TASK: Copy the data below in full, exactly as it appears.
- - - -
PR #44, opened 2017-12-11
Api for easing transaction handling

vietj:
not meant to be merged - more for review


vietj:
@pmlopes can you have a look ?

vietj:
@pmlopes in particular, the callback when the transaction rollbacks on failure or not, e.g

```
conn.begin();
conn.query(stmt1, ar -> {});
conn.query(stmt2, ar -> {}); // This stmt produces an error and rollback the tx
conn.query(stmt3, ar -> {}); // Should the handler be called ?
conn.commit(ar -> {}); // Should the handler be called ?
```

pmlopes:
Both cases could be valid I can think of creating a temp table in the transaction and if already present the statement would fail but it would make sense to continue executing the remaining statements.

And a strict mode think of stopOnError(true) that would break on the first error however in this case you would require to also manage commit and rollback.

Because if an error is raised should this api execute the rollback?

As I write I’m more of the idea that the Boolean strict is probably good idea but not sure about automatically calling commit / rollback

vietj:
now that I think about it, this problem does not arise with blocking code, because one statement is executed after another, making it impossible to queue statements in a transaction.

the current implement mimics this behavior, i.e with:

```
conn.begin();
conn.query(q1);
conn.query(q2); // This is only enqueued when q1 has completed succesfully otherwise it's rollbacked
conn.commit();
```

mimics of real behavior would rather be to throw an exception if `conn.query(q2)` is executed before the first query has been executing, forcing the user to take a decision in the async result handler.

I'm leaning toward modifying to this behavior.

vietj:
if we think at the behavior of vertx jdbc client with this scheme, the queries would be queued on the execute blocking task queue and I believe the next statements would be executed and there is no automatic transaction rollback, right @pmlopes ?

pmlopes:
Right

vietj:
@pmlopes thanks for the info and details, I will think a bit about it

vietj:
@pmlopes does it make sense to rollback unfinished transaction when the connection is given back to the pool ?

vietj:
that's what Hikari CP does

pmlopes:
Yes as it mimics the bahavior of a close connection during a tx.

vietj:
I've reworked the current code to use the transaction status returned by Postgres after every command execution instead of relying on the query error itself, the tx status can be IDLE, ACTIVE or FAILED.

when PG reports the status to be failed then the current transaction is rollbacked, usually when this happens any subsequent execution fails with _current transaction is aborted, commands ignored until
 end of transaction block_

vietj:
I've merged this PR into master

vietj:
There is not support yet for save points, but it could be done later, I just wanted to have the minimum viable and correct API for tx.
- - - -
RESPONSE AREA:
PR #44, opened 2017-12-11
Api for easing transaction handling

vietj:
not meant to be merged - more for review


vietj:
@pmlopes can you have a look ?

vietj:
@pmlopes in particular, the callback when the transaction rollbacks on failure or not, e.g

```
conn.begin();
conn.query(stmt1, ar -> {});
conn.query(stmt2, ar -> {}); // This stmt produces an error and rollback the tx
conn.query(stmt3, ar -> {}); // Should the handler be called ?
conn.commit(ar -> {}); // Should the handler be called ?
```

pmlopes:
Both cases could be valid I can think of creating a temp table in the transaction and if already present the statement would fail but it would make sense to continue executing the remaining statements.

And a strict mode think of stopOnError(true) that would break on the first error however in this case you would require to also manage commit and rollback.

Because if an error is raised should this api execute the rollback?

As I write I’m more of the idea that the Boolean strict is probably good idea but not sure about automatically calling commit / rollback

vietj:
now that I think about it, this problem does not arise with blocking code, because one statement is executed after another, making it impossible to queue statements in a transaction.

the current implement mimics this behavior, i.e with:

```
conn.begin();
conn.query(q1);
conn.query(q2); // This is only enqueued when q1 has completed succesfully otherwise it's rollbacked
conn.commit();
```

mimics of real behavior would rather be to throw an exception if `conn.query(q2)` is executed before the first query has been executing, forcing the user to take a decision in the async result handler.

I'm leaning toward modifying to this behavior.

vietj:
if we think at the behavior of vertx jdbc client with this scheme, the queries would be queued on the execute blocking task queue and I believe the next statements would be executed and there is no automatic transaction rollback, right @pmlopes ?

pmlopes:
Right

vietj:
@pmlopes thanks for the info and details, I will think a bit about it

vietj:
@pmlopes does it make sense to rollback unfinished transaction when the connection is given back to the pool ?

vietj:
that's what Hikari CP does

pmlopes:
Yes as it mimics the bahavior of a close connection during a tx.

vietj:
I've reworked the current code to use the transaction status returned by Postgres after every command execution instead of relying on the query error itself, the tx status can be IDLE, ACTIVE or FAILED.

when PG reports the status to be failed then the current transaction is rollbacked, usually when this happens any subsequent execution fails with _current transaction is aborted, commands ignored until
 end of transaction block_

vietj:
I've merged this PR into master

vietj:
There is not support yet for save points, but it could be done later, I just wanted to have the minimum viable and correct API for tx.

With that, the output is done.